▶ Problem details:
Write out every record in full, keeping each character exactly as it is.

[Data Boundary: Start]

PR #1339, opened 2023-03-16
[core-base, core, ufg-client] Fix the concurrency issue

kyrylodolynskyi:
I fixed the concurrency issue by limiting the concurrency of the renders by a renderer and not globally as it was before. This removes the need to specify concurrency for `UFGClient`, so the number of concurrent renders per renderer could only be tweaked by the env variable now.
Also, I moved the concurrency limitation of the `openEyesBase` to `EyesBase` instead of overriding this method in the `EyesUFG` implementation.


SophieDePaula:
@kyrylodolynskyi can you explain a bit about `rendererUniqueId`?
Is it a unique id per step or test or per test + env?
If it's unique per test+env then I the changes in `renderer` makes sense to me.

SophieDePaula:
@kyrylodolynskyi I linked these packages to `eyes-storybook` and ran a test, I see that `rendererUniqueId` is `undefined`, where do we get this value from? I don't see that it's returned form `bookRenderer`

kyrylodolynskyi:
@SophieDePaula I've added `rendererUniqueId` value it is unique for test + env

PR #1347, opened 2023-03-20
[storybook] Use eyes manager settings

kyrylodolynskyi:
I am applying the new `EyesManagerSettings` that should work with the latest core.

[Data Boundary: End]

▶ Completed task:
PR #1339, opened 2023-03-16
[core-base, core, ufg-client] Fix the concurrency issue

kyrylodolynskyi:
I fixed the concurrency issue by limiting the concurrency of the renders by a renderer and not globally as it was before. This removes the need to specify concurrency for `UFGClient`, so the number of concurrent renders per renderer could only be tweaked by the env variable now.
Also, I moved the concurrency limitation of the `openEyesBase` to `EyesBase` instead of overriding this method in the `EyesUFG` implementation.


SophieDePaula:
@kyrylodolynskyi can you explain a bit about `rendererUniqueId`?
Is it a unique id per step or test or per test + env?
If it's unique per test+env then I the changes in `renderer` makes sense to me.

SophieDePaula:
@kyrylodolynskyi I linked these packages to `eyes-storybook` and ran a test, I see that `rendererUniqueId` is `undefined`, where do we get this value from? I don't see that it's returned form `bookRenderer`

kyrylodolynskyi:
@SophieDePaula I've added `rendererUniqueId` value it is unique for test + env

PR #1347, opened 2023-03-20
[storybook] Use eyes manager settings

kyrylodolynskyi:
I am applying the new `EyesManagerSettings` that should work with the latest core.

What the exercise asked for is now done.